THE PROBLEM: Nothing past the line containing "was AI used?**" belongs in the output. Copy exactly every line of the data below from the first up to and including it.

··· DATASET RECORDS ···

PR #1683, opened 2026-08-19
feat: add compose pay button and processing

saralvasquez:
### Summary of changes
- adds pay button
- adds backend processing like card client init and submit on pay button click
- resolves a UI bug for the hint float height after recomposition

[Screen_recording_20260819_115504.webm](https://github.com/user-attachments/assets/807107d3-30d4-4b14-8af8-c5213a5bb123)

### AI Usage

**Which AI Agent Was Used?**
- [ ] Copilot 
- [x] Claude 
- [ ] Other (Type Name Here)

**How was AI used?**
Used the find cause of UI bug, wire back end processing, and write unit tests

- [ ] less than 30% 
- [x] 30 - 60% 
- [ ] 60 - 100% 

### Checklist
- [ ] Added a changelog entry

### Authors
- @saralvasquez

### DIFF
--- a/Demo/src/main/java/com/braintreepayments/demo/ComposeCardFieldsFragment.kt
+++ b/Demo/src/main/java/com/braintreepayments/demo/ComposeCardFieldsFragment.kt
@@ -5,11 +5,24 @@ import android.view.LayoutInflater
 import android.view.View
 import android.view.ViewGroup
 import androidx.compose.foundation.layout.Column
+import androidx.compose.foundation.layout.fillMaxWidth
+import androidx.compose.foundation.layout.height
 import androidx.compose.foundation.layout.padding
+import androidx.compose.foundation.shape.RoundedCornerShape
+import androidx.compose.material3.Button
+import androidx.compose.material3.ButtonDefaults
+import androidx.compose.material3.Text
+import androidx.compose.runtime.LaunchedEffect
+import androidx.compose.runtime.collectAsState
+import androidx.compose.runtime.getValue
 import androidx.compose.ui.Modifier
+import androidx.compose.ui.graphics.Color
 import androidx.compose.ui.platform.ComposeView
 import androidx.compose.ui.platform.ViewCompositionStrategy
 import androidx.compose.ui.unit.dp
+import androidx.navigation.fragment.NavHostFragment
+import com.braintreepayments.api.card.Card
+import com.braintreepayments.api.uicomponents.cardfields.CardFieldsResult
 import com.braintreepayments.api.uicomponents.compose.CardFields
 import com.braintreepayments.api.uicomponents.compose.rememberCardFieldsController
 
@@ -24,9 +37,50 @@ class ComposeCardFieldsFragment : BaseFragment() {
         return ComposeView(requireContext()).apply {
             setContent {
                 val cardFieldsController = rememberCardFieldsController()
+                val isFormValid by cardFieldsController.isFormValid.collectAsState()
+
+                LaunchedEffect(Unit) {
+                    cardFieldsController.initialize(context, authStringArg)
+                    cardFieldsController.setPaymentRequest(
+                        Card(
+                            cardholderName = "John Doe",
+                            postalCode = "12345"
+                        )
+                    )
+                }
 
                 Column(modifier = Modifier.padding(16.dp)) {
                     CardFields(controller = cardFieldsController)
+                    Button(
+                        modifier = Modifier
+                            .height(68.dp)
+                            .fillMaxWidth()
+                            .padding(top = 16.dp),
+                        shape = RoundedCornerShape(12.dp),
+                        colors = ButtonDefaults.buttonColors(
+                            containerColor = Color.Black,
+                            contentColor = Color.White,
+                            disabledContainerColor = Color.Gray,
+                            disabledContentColor = Color.White
+                        ),
+                        enabled = isFormValid,
+                        onClick = {
+                            cardFieldsController.submit { result ->
+                                when (result) {
+                                    is CardFieldsResult.Success -> {
+                                        onPaymentMethodNonceCreated(result.nonce)
+                                        val action = ComposeCardFieldsFragmentDirections
+                                            .actionComposeCardFieldsFragmentToDisplayNonceFragment(result.nonce)
+                                        NavHostFragment.findNavController(this@ComposeCardFieldsFragment)
+                                            .navigate(action)
+                                    }
+                                    is CardFieldsResult.Failure -> handleError(result.error)
+                                }
+                            }
+                        }
+                    ) {
+                        Text(getString(R.string.card_fields_pay))
+                    }
                 }
             }
             setViewCompositionStrategy(ViewCompositionStrategy.DisposeOnViewTreeLifecycleDestroyed)
--- a/Demo/src/main/java/com/braintreepayments/demo/ComposeCardFieldsFragment.kt
+++ b/Demo/src/main/java/com/braintreepayments/demo/ComposeCardFieldsFragment.kt
@@ -12,7 +12,6 @@ import androidx.compose.foundation.shape.RoundedCornerShape
 import androidx.compose.material3.Button
 import androidx.compose.material3.ButtonDefaults
 import androidx.compose.material3.Text
-import androidx.compose.runtime.LaunchedEffect
 import androidx.compose.runtime.collectAsState
 import androidx.compose.runtime.getValue
 import androidx.compose.ui.Modifier
@@ -36,18 +35,15 @@ class ComposeCardFieldsFragment : BaseFragment() {
         super.onCreateView(inflater, container, savedInstanceState)
         return ComposeView(requireContext()).apply {
             setContent {
-                val cardFieldsController = rememberCardFieldsController()
-                val isFormValid by cardFieldsController.isFormValid.collectAsState()
-
-                LaunchedEffect(Unit) {
-                    cardFieldsController.initialize(context, authStringArg)
-                    cardFieldsController.setPaymentRequest(
-                        Card(
-                            cardholderName = "John Doe",
-                            postalCode = "12345"
-                        )
+                val cardFieldsController = rememberCardFieldsController(
+                    authorization = authStringArg,
+                    // optional customer data
+                    request = Card(
+                        cardholderName = "John Doe",
+                        postalCode = "12345"
                     )
-                }
+                )
+                val isFormValid by cardFieldsController.isFormValid.collectAsState()
 
                 Column(modifier = Modifier.padding(16.dp)) {
                     CardFields(controller = cardFieldsController)
--- a/UIComponents/src/main/java/com/braintreepayments/api/uicomponents/compose/CardFields.kt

···

EXERCISE ANSWER:
PR #1683, opened 2026-08-19
feat: add compose pay button and processing

saralvasquez:
### Summary of changes
- adds pay button
- adds backend processing like card client init and submit on pay button click
- resolves a UI bug for the hint float height after recomposition

[Screen_recording_20260819_115504.webm](https://github.com/user-attachments/assets/807107d3-30d4-4b14-8af8-c5213a5bb123)

### AI Usage

**Which AI Agent Was Used?**
- [ ] Copilot 
- [x] Claude 
- [ ] Other (Type Name Here)

**How was AI used?**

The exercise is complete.